What am I missing about samplers?
Posted by TacticalRock@reddit | LocalLLaMA | View on Reddit | 10 comments
Hi all,
With the recent release of models that require temp = 1, top_k = N, and top_p = 0.95, I'm wondering why labs actually prefer those truncation samplers over just min_p?
As far as I understand, min_p isn't supported everywhere, and they're just following industry standards with top_k and top_p, but if one replaces those two truncation samplers with just min_p, is there a real reason not to? Let's say, for Qwen 3.6, instead of top_k of 20 and top_p of 0.95, I just do min_p of 0.05-0.10, is there a mechanical/structural or analytical reason not to?
I know I can just stick to the given samplers and call it a day, but I'm just curious, and I like the dynamic nature of min_p :)
Thanks!
Herr_Drosselmeyer@reddit
Don't now about Qwen specifically, but Gemma 4 also recommends Top K=64 and Top P=0.95, and I've run it with just Temp=1.2 and Min P=0.02, works fine.
But with a grain of salt: I tried it for creative writing. Just Min P, especially low values, will let some odd tokens through. For coding or other stuff that doesn't want the model to be too 'creative', I'd suggest sticking to the recommended settings.
TacticalRock@reddit (OP)
Checks out. Temp of 1, as I understand for llama.cpp, is just the untransformed distribution, so a value greater than 1 artificially flattens the token distribution, making lower-probability tail tokens more likely to be sampled. From the purist's perspective this may appear as more creative output, but is more accurately "tolerable incoherence." You're not in the model's native distribution anymore, and you're promoting tokens the model itself ranked as less appropriate. Could be good or bad for creativity.
Mart-McUH@reddit
Even temp 1 is transformed distribution. The raw output of LLM are just some real numbers (I think called logits) that can be in range -infinity to +infinity (or whatever is max number representation in given format).
You need to transfer those logits into probabilities. That is usually done with some SoftMax function I think. Temperature is exponent in that formula.
TacticalRock@reddit (OP)
Sorry, meant T=1 is without additional scaling.
Herr_Drosselmeyer@reddit
It's usually good unless you go crazy with the values. You want to be in a place where something like "And then he decided to go to the..." can return a variety of tokens. "Beach" might be the top probability one, but you're ok with "bowling alley" instead, you just need to avoid completely wild ones like "moon". ;)
Obviously a bit simplified, but you get the idea. Samplers that punish repetition also help in that regard. Just don't forget to change back your settings when you want more coherent things like code. I forgot once, and Gemma 4 couldn't generate working code anymore because of it. It actually gave up at some point and told me there was something wrong with my chat interface. It wasn't wrong, per se.
TacticalRock@reddit (OP)
Interesting. Yeah that's what I want to figure out with rote correct/incorrect answer benchmarks: what's the Goldilocks min_p value holding temp at 1, and does it outperform the recommended sampler settings? Because with creativity related work, it's harder to measure, as you demonstrated; how does one even judge the choice of sequence of words for creative purposes without setting up a complicated rubric based llm as judge framework? Easiest is by reading, and that'll depend from me to you. Generally agree with your statement, increasing temp modestly doesn't harm coherence, though it does need to be lowered as context grows to mitigate the rot that happens naturally due to bloat.
Mart-McUH@reddit
I think it is just historical reasons because top_p was sooner than min_p and is perhaps more commonly known/supported by chat interfaces. Both top_p and min_p try to achieve same thing - cut the tail of low probability tokens, so using one of them is quite important. top_k of course also cuts tokens, but it is more naive so is not enough on its own (eg very low probability tokens that would likely just break answer can still make it into top_k, but will be cut by top_p/min_p).

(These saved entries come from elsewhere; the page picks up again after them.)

Issue #211, opened 2017-06-21
Binding specific replacement mappings as a dictionary, similar to _common_members


Ahuge:
This is a feature request.

I would love if all of the per binding tomfoolery that is done in the "_pyside", "_pyqt4", etc functions was global as a constant mapping dictionary. 
This would allow other packages relying on Qt.py to know the extent of changes being made.

I have a PR incoming for this.

mottosso:
> tomfoolery

Hah! I learnt a new expression today. :)

Thanks @Ahuge, as discussed this would be a fantastic enhancement to the Qt.py project.

Ahuge:
I have a part two with this that I would like to implement.

Adding support for reassignments to custom functions, for example:

{
    "pyqt4": {
        "uic.loadUi": "QtCompat.loadUi"
    }
}

The problem being that QtCompat.loadUi maps to the custom _loadUi function.


I will create a branch and PR tonight but my thought is that we could support the following "mapping"

{
    "pyqt4": {
        "uic.loadUi": ["QtCompat.loadUi", _loadUi]
    }
}

Where if the value is a list|tuple, we are saying that we are actually replacing the functionality of <key> with <value[1]> and you call it with <value[0]>

So it's more of a replacement than a moved mapping.


I'd love to hear your thoughts on this

mottosso:
There's a similar request [here](https://github.com/mottosso/Qt.py/pull/210), with a similar method of achieving results.

My thoughts in that thread is that the added benefits might not be worth the added complexity. I think what make it more easy to judge is if we could turn things around, and work top-to-bottom - looking first at the feature you are looking to support with these smaller enhancements. That way we'd have some way of justifying the necessary complexity.

What do you think about making a PR with (failing) tests representing the final product you are looking to implement?

Ahuge:
This was solved in #285

PR #212, opened 2017-06-21
Binding specific replacement mappings as a dictionary, similar to _common_members.

Ahuge:
This is a PR that aims to solve #211.

You can see in my first commit that I had been silently ignoring the missing modules, or setting dummy ones. Let me know if that is desired functionality, I doubt it is though.

### DIFF
--- a/Qt.py
+++ b/Qt.py
@@ -840,7 +840,7 @@ def _pyside2():
         Qt.QtCompat.loadUi = _loadUi
 
     if hasattr(Qt, "_QtCore"):
-        Qt.__binding__ = Qt._QtCore.qVersion()
+        Qt.__qt_version__ = Qt._QtCore.qVersion()
 
     # Replacements using _common_replacements
     _set_common_replacements("pyside2")
--- a/Qt.py
+++ b/Qt.py
@@ -605,8 +605,6 @@ _common_replacements = {
             "QtCore.QStringListModel",
         "_QtWidgets.QHeaderView.setSectionResizeMode":
             "QtCompat.setSectionResizeMode",
-        "_QtCore.qVersion":
-            "__qt_version__",
         "_QtCore.QCoreApplication.translate":
             "QtCompat.translate",
         "_QtCore.Property":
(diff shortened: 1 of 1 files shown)


Ahuge:
Ack Travis has failed. Digging into now

Ahuge:
Setting up docker locally for myself. I don't want to deal with installing all the bindings manually if I don't have to. 

I might not get to solving all the failed tests right now, might have to be in 18 hours or so.

mottosso:
> I might not get to solving all the failed tests right now, might have to be in 18 hours or so.

Take your time @Ahug. Thanks for the effort.

Ahuge:
Updated it but even on 67710d40265b9382d7abfc5b43b1822b199bf289 there appears to be 6 failing cases in my local docker environment.

I am pretty sure there is no test case regression on my part.

Ahuge:
Had a small misstyping in my PySide2 bindings. Should be all good now, waiting on Travis

mottosso:
Thanks @Ahuge! Having a look.

mottosso:
About the `_setattr` and friends, I feel that add quite a bit of complexity to the benefit we're reaping here. 

Do you think we could get away with a plain `setattr` if we didn't have to deal with `QHeaderView.setResizeMode`? It looks like the dynamic nature of these functions could be reduced if we could assert that each replacement is accessing exactly one member of one submodule, e.g. `QHeaderView` of `QtWidgets`.

Ahuge:
Yeah I agree about the complexity,

I will spin up a commit just going the one level deep in the morning and move setResizeMode back into the binding function.

Thanks

mottosso:
I gave it a go, let me know what you think.

About QHeaderView and other more complex reassignments, there's a [sibling PR](https://github.com/mottosso/Qt.py/pull/210) about namespacing those members. I think that could go well with this simplification!

Ahuge:
Cool yeah that looks great! Thanks for doing that. 

The sibling PR looks neat as well, I think it could help with the reassignments too. 

Thanks for being patient with me and for all your help

fredrikaverpil:
I've been away for some time and are now looking through what I've missed... I just wanted to chime in and say this looks very neat. Very nicely done, @Ahuge @mottosso !

PR #190, opened 2017-03-29
Implement wrapInstance and getCppPointer (#59)

mottosso:
This adds a wrapper for `wrapInstance` and `getCppPointer` from `shiboken2` and automatically unifies the differences with `shiboken` and `sip` for both Python 2 and 3.

| Attribute               | Returns    
|:------------------------|:-----------
| `QtCompat.wrapInstance(addr=long, type=QObject)` | `QObject` |
 `QtCompat.getCppPointer(object=QObject)`    | `long`    

- See #53 for details.
- To **test**, copy/paste [this file](https://raw.githubusercontent.com/abstractfactory/Qt.py/implement59/Qt.py)

**Usage**

```python
import sys
from Qt import QtCompat, QtWidgets
app = QtWidgets.QApplication(sys.argv)
button = QtWidgets.QPushButton("Hello world")
pointer = QtCompat.getCppPointer(button)
widget = QtCompat.wrapInstance(long(pointer), QtWidgets.QWidget)
assert widget == button
app.exit()
```

**Maya Example**

This works for both 2016 and 2017.

```python
import sys
from maya import OpenMayaUI
from Qt import QtCompat, QtWidgets
pointer = OpenMayaUI.MQtUtil.mainWindow()
widget = QtCompat.wrapInstance(long(pointer), QtWidgets.QWidget)
assert isinstance(widget, QtWidgets.QWidget)
```

### Important

This addition requires `sip`, `shiboken` or `shiboken2` to be available on your system. If not found, Qt.py will still import successfully, but these members will not be available.

In such cases, here is a Qt-only version and guaranteed cross-compatible version of the above.

```python
from Qt import QtWidgets
app = QtWidgets.QApplication.instance()
widget = {o.objectName(): o for o in app.topLevelWidgets()}["MayaWindow"]
```

The same pattern may be applied to any and all uses of `sip`, `shiboken` and `shiboken2`, as discussed in-depth at #53.

Enjoy!

PR #214, opened 2017-06-26
wrapInstance and getCppPointer 

dgovil:
Doing a merge of https://github.com/mottosso/Qt.py/pull/190 to the latest version of `Qt.py`

### DIFF
--- a/CAVEATS.md
+++ b/CAVEATS.md
@@ -9,6 +9,7 @@ There are cases where Qt.py is not handling incompatibility issues.
 - [QtGui.QRegExpValidator](#qtguiqregexpvalidator)
 - [QtWidgets.QHeaderView.setResizeMode](#qtwidgetsqheaderviewsetresizemode)
 - [QtWidgets.qApp](#qtwidgetsqapp)
+- [QtCompat.wrapInstance](#qtcompatwrapinstance)
 
 <br>
 <br>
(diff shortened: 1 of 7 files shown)


dgovil:
I am unable to resolve these hound errors. The long name is being tripped up because long doesn't exist in Python3 and the indentation errors are because of the sources use of lambdas. I could unindent but I feel that looks worse?

dgovil:
Lesson learned, Py2 has a different scoping system than Py3. Declaring long inside a function causes py2 to error. Has to be declared in the global scope.

Anyway tests are now passing. 

As for the remaining issues:
* Hound: I don't know how to address these indentation errors without affecting the line length or making it more unreadable. Thoughts?

* The license/cla test says I haven't signed it but when I click details it says I have (and I have for previous PR's so not sure why its failing)

mottosso:
Hey @dgovil, there's something not right about this merge, it appears to merge another version than the latest. 

[Here's](https://github.com/abstractfactory/Qt.py/blob/ec26a563cccc291fe8ebc1d6002f14fb6bd2ab5f/Qt.py#L786) what the latest look like, where the wrapInstance line length issue has already been addressed, and [here's](https://github.com/dgovil/Qt.py/blob/7f0272f0cfb859ae956ed8f6588bf1322b27fa89/Qt.py#L752) what this merge looks like.

I also realised that I thought this was originally your PR, when it was actually I who made it. Sorry for asking you to do this merge for me, how lazy of me!

I finished up the original PR now and will release in a few mins.

dgovil:
Odd not sure how it picked up the older version since I pulled latest. But glad you merged the original! thanks!

PR #216, opened 2017-07-12
Tbttfox load ui

tbttfox:
The default empty layout object `bool(QMainWindow().layout())` evaluates to `True` in PySide and `False` in PyQt4.  So I added a check to see if an existing layout is empty.


tbttfox:
Sorry, Git noob here. Somehow, I got my accounts mixed up (hence the failed cli), and trying to clean things up made it worse. Just gonna close this and try again.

top_k first is useful though to speed up the samplers processing so that it does not need to run on whole tokens vocabulary, as models today have very large token vocabulary.
After that, each model behaves differently and each task has different requirements too (more deterministic factual answer, more variety for creative writing and also for formal tasks where you want to explore more options, anti-repetition may be sometimes needed but can often break models etc.)
ResidentPositive4122@reddit
Samplers are knobs that local folks swear by, but no-one really wants or needs, because at the end of the day, and contrary to popular local users, they break the model. For high accuracy stuff (i.e. math), even min_p is not that good, unless you get to large temps (1.5+). Also, the min_p paper only ran the numbers for that era's models (llama, mistral7b, etc). I don't think anyone has checked since then.
TacticalRock@reddit (OP)
As I suspected. Maybe it's time for me to do some math and IF benchmarks for min_p vs default samplers with the smaller Qwens and Gemmas.
DinoAmino@reddit
Thinking models require those higher values than my order to generate diverse tokens for their reasoning traces. Lower values are great for more deterministic responses from higher probability tokens - dense models benefit from that but reasoning models suffer of they cannot complete the thinking they are trained for.